Hybridization protocol
100 ul of pre-warmed (70°C) hybridization buffer (Slidehybe 3, Ambion) was added to probe mixtures and final probe solutions applied to pre-warmed microarray slides. Hybridizations were conducted for 18 hours using step down temperatures from 65°C to 42°C in sealed chambers of a Gene Tac hybridization chamber (Genomic Solutions, Inc., Ann Arbor, MI, USA). Following hybridization, slides were washed 2X with medium stringency buffer, 1X with high stringency buffer (Genomic Solutions), rinsed briefly at room temperature in 2X saline sodium citrate and then water, and dried by centrifugation at 1000 RPM in a cushioned 50-ml conical centrifuge tube.
Scan protocol
Dried microarrays were scanned immediately using a GeneTac LS IV microarray scanner (Genomic Solutions).
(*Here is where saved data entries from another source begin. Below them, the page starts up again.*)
PR #5296, opened 2023-05-17
house_au: fix spider

davidhicks:


iandees:
There are a few points really far outside Australia. Do those actually exist or is it just bad data on their side?

davidhicks:
Good catch. The data sucks. There is a store in a suburb of Melbourne, Victoria, Australia that shows up in France. This incorrect location is also shown in their official store page at https://www.house.com.au/stores/house---malvern

davidhicks:
Fixed it with a reverse geocoder check to skip those stores with wildly incorrect coordinates :)

Cj-Malone:
Do we want to throw away the whole POI, maybe just remove the coords on bad ones?

davidhicks:
Oh I didn't realise we even kept locations without coordinates. I've done as suggested and changed it to keep the location without providing any geometry for the location.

GeneTac Integrator 4.0 software was then used to process array images, align spots, integrate robot-spotting files with the microarray image, and to export reports of spot intensity data.
Description
Bovine adult versus prepubertal cumulus cells, Replicate 1
Data processing
For microarray experiments, estimates of FDR and differentially expressed genes (FDR = 5%) were identified using the significance analysis of microarrays program [34]. Differences in ratios of Cy3/Cy5 < 0.7 (P < 0.05; FDR = 5%) or Cy3/Cy5>1.3 (P < 0.05; FDR = 5%) were considered significant. Initial annotation and gene symbols for features on the array were obtained using the Gene Links toolkit (http://cafg.msu.edu) and Unigene search function (http://www.ncbi.nlm.nih.gov/sites/entrez?db=unigene). Identification of biological themes (overrepresented genes) within lists of genes showing greater mRNA abundance in cumulus cells of prepubertal and adult oocytes was performed using expression analysis systematic explorer (EASE) [35] with a FDR of 10%.